You can see the source of the ill-conditioning by printing the matrix inverse you're calculating:
In [30]: np.linalg.inv(X.T.dot(X))
Out[30]:
array([[ -4.12181049e+13, 1.93633440e+11, -8.76643127e+13,
-3.06844458e+13, 2.28487459e+12],
[ 1.93633440e+11, -9.09646601e+08, 4.11827338e+11,
1.44148665e+11, -1.07338299e+10],
[ -8.76643127e+13, 4.11827338e+11, -1.86447963e+14,
-6.52609055e+13, 4.85956259e+12],
[ -3.06844458e+13, 1.44148665e+11, -6.52609055e+13,
-2.28427584e+13, 1.70095424e+12],
[ 2.28487459e+12, -1.07338299e+10, 4.85956259e+12,
1.70095424e+12, -1.26659193e+11]])
Eeep!
Taking the dot product of this with X.T leads to a catastrophic loss of precision.
Notice that X is a 4x5 matrix or in statistical terms that you have fewer observations than parameters to estimate. Therefore, the least squares problem has infinitely many solutions with the sum of the squared errors exactly equal to zero. In this case, the normal equations don't help you much because the matrix X'X is singular. Instead, you should just find a solution to X*b=y.
Most numerical linear algebra systems are based on the FORTRAN package LAPACK which uses the a pivoted QR factorization for solving the problem X*b=y. Since there are infinitely many solutions, LAPACK's picks the solution with the smallest norm. In Julia, you can get this solution, simply by writing
float(X)\y
(Unfortunately, the float part is necessary right now, but that will change.)
In exact arithmetic, you should get the same solution as the one above with either of your proposed methods, but the floating point representation of you problem introduces small rounding errors and these errors will affect the calculated solution. The effect of the rounding errors on the solution is much larger when using the normal equations compared to using the QR factorization directly on X.
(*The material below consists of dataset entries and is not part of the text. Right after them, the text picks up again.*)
PR #29944, opened 2020-12-21
PanelLibrary: Adds uid and renames title to name

hugohaggmark:
Followup PR to this comment: https://github.com/grafana/grafana/pull/29772#pullrequestreview-552220950. The field Title is renamed Name, and we added a UID field. 
Since this entire feature in behind a feature toggle, we don't currently care about doing proper database migrations (yet).

Relates #29610


torkelo (approved):
Looks good!

pkg/services/librarypanels/librarypanels_test.go
```diff
@@ -64,37 +72,43 @@ func TestGetLibraryPanel(t *testing.T) {
 		func(t *testing.T, sc scenarioContext) {
 			response := sc.service.getHandler(sc.reqContext)
 			require.Equal(t, 404, response.Status())
-		}, scenarioConfig{params: map[string]string{":panelId": "74"}})
```
aknuds1, line 67: Why are you removing the panelId parameter instead of renaming it to uid? It seems to me you are introducing undefined behaviour into this scenario, by removing the parameter saying which panel to get.

aknuds1 (commented):
Wondering about the removal of a test parameter, that seems crucial wrt the scenario to me.

pkg/services/librarypanels/librarypanels_test.go
hugohaggmark: Just keeping it simple and that made it so I could remove the scenarioConfig completely. Might reintroduce it when needed. Also the `uid` in this case will be the empty string right?

pkg/services/librarypanels/librarypanels.go
```diff
@@ -52,7 +52,8 @@ func (lps *LibraryPanelService) AddMigration(mg *migrator.Migrator) {
 			{Name: "id", Type: migrator.DB_BigInt, IsPrimaryKey: true, IsAutoIncrement: true},
 			{Name: "org_id", Type: migrator.DB_BigInt, Nullable: false},
 			{Name: "folder_id", Type: migrator.DB_BigInt, Nullable: false},
-			{Name: "title", Type: migrator.DB_NVarchar, Length: 255, Nullable: false},
+			{Name: "uid", Type: migrator.DB_NVarchar, Length: 40, Nullable: false},
```
wbrowne, line 55: Since we're updating the table structure, don't we need to have a new table version (or alternatively just some `ALTER TABLE` commands)? IE
```go
mg.AddMigration("Add uid column", NewAddColumnMigration(libraryPanelV1, &Column{
	Name: "library_panel", Type: DB_NVarchar, Length: 40, Nullable: false,
}))

mg.AddMigration("Rename title column", ...
```

For places where this migration has already successfully run, this would fail AFAICT

hugohaggmark: That is correct, but as this is still behind a feature flag, we're taking this risk.

aknuds1: @wbrowne I think the idea is we can ignore failing migrations with this PR, since this feature is only enabled by developers.

hugohaggmark:
Anymore feedback before I merge this @aknuds1 @wbrowne?

pkg/services/librarypanels/librarypanels_test.go
aknuds1: @hugohaggmark My argument is that it's still needed. Why should this scenario pass an empty string for uid? The scenario is getting a non-existent library panel, not omitting the uid parameter. Omitting it should be a validation error AFAICT.

aknuds1: My opinion here is that the test case should pass a UID for the parameter, it will just not exist as in the code prior to the PR.

aknuds1:
> Anymore feedback before I merge this @aknuds1 @wbrowne?

See my comment, I think the panel UID should be provided in the test case. Removing it looks wrong to me.

pkg/services/librarypanels/librarypanels.go
wbrowne: Always read the label! My bad. Looking good in that case @hugohaggmark!

pkg/services/librarypanels/librarypanels_test.go
hugohaggmark: Ok, I'll see what I can come up with :)

hugohaggmark: Fixed in the latest commit

aknuds1 (approved):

This holds true also in the usual case where X has more rows than columns so often it is recommended that you avoid the normal equations when solving least squares problems. However, when X has many more rows than columns, the matrix X'X is relatively small. In this case, it will be much faster to solve the problem with the normal equations instead of using the QR factorization. In many statistical problems, the extra numerical error is extremely small compared to the statical error so the loss of precision due to the normal equations can simply be ignored.